> **Task goal**
Each record that follows should be transcribed word for word.
Content starts
PR #502, opened 2023-04-19
Causal Inference with dowhy

timtreis:
tbd


Zethson:
```
Because no versions of sphinx-design match >=0.0.13,<0.3.0 || >0.3.0
 and sphinx-design (0.3.0) depends on sphinx (>=4,<6), sphinx-design (>=0.0.13) requires sphinx (>=4,<6).
And because myst-parser (2.0.0) depends on sphinx (>=6,<8)
 and no versions of myst-parser match >=0.17.0,<2.0.0 || >2.0.0, sphinx-design (>=0.0.13) is incompatible with myst-parser (>=0.17.0).
So, because ehrapy depends on both myst-parser (>=0.17.0) and sphinx-design (>=0.0.13), version solving failed.
```

That's my fault and I'll fix this.

ehrapy/tools/causal/_dowhy.py
```diff
@@ -0,0 +1,362 @@
...
+
+    Returns:
+        A tuple containing the causal estimate and a dictionary of the results of any refutation tests.
+
+    Raises:
+        TypeError: If adata, graph, treatment, outcome, refute_methods, estimation_method, or return_as is not of the expected type.
+        ValueError: If refute_methods or estimation_method contains an unknown value, or if return_as is an unknown value.
+
+    Examples:
+        >>> data = dowhy.datasets.linear_dataset(
```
Content ends
> **Solved problem**
PR #502, opened 2023-04-19
Causal Inference with dowhy

timtreis:
tbd


Zethson:
```
Because no versions of sphinx-design match >=0.0.13,<0.3.0 || >0.3.0
 and sphinx-design (0.3.0) depends on sphinx (>=4,<6), sphinx-design (>=0.0.13) requires sphinx (>=4,<6).
And because myst-parser (2.0.0) depends on sphinx (>=6,<8)
 and no versions of myst-parser match >=0.17.0,<2.0.0 || >2.0.0, sphinx-design (>=0.0.13) is incompatible with myst-parser (>=0.17.0).
So, because ehrapy depends on both myst-parser (>=0.17.0) and sphinx-design (>=0.0.13), version solving failed.
```

That's my fault and I'll fix this.

ehrapy/tools/causal/_dowhy.py
```diff
@@ -0,0 +1,362 @@
...
+
+    Returns:
+        A tuple containing the causal estimate and a dictionary of the results of any refutation tests.
+
+    Raises:
+        TypeError: If adata, graph, treatment, outcome, refute_methods, estimation_method, or return_as is not of the expected type.
+        ValueError: If refute_methods or estimation_method contains an unknown value, or if return_as is an unknown value.
+
+    Examples:
+        >>> data = dowhy.datasets.linear_dataset(
```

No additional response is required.